▶ WHAT IS BEING ASKED
When the listing has been read, print it out again in full, word for word.

▶ THE DATA
PR #8454, opened 2022-02-07
Add 11

oscie57:
Windows 11 is released and kind of popular now. This file stated it went up to Windows 10, when it infact supports Windows 11. To act on that, I simply added an `11` so people reading also understand that.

▶ THE COMPLETED TASK
PR #8454, opened 2022-02-07
Add 11

oscie57:
Windows 11 is released and kind of popular now. This file stated it went up to Windows 10, when it infact supports Windows 11. To act on that, I simply added an `11` so people reading also understand that.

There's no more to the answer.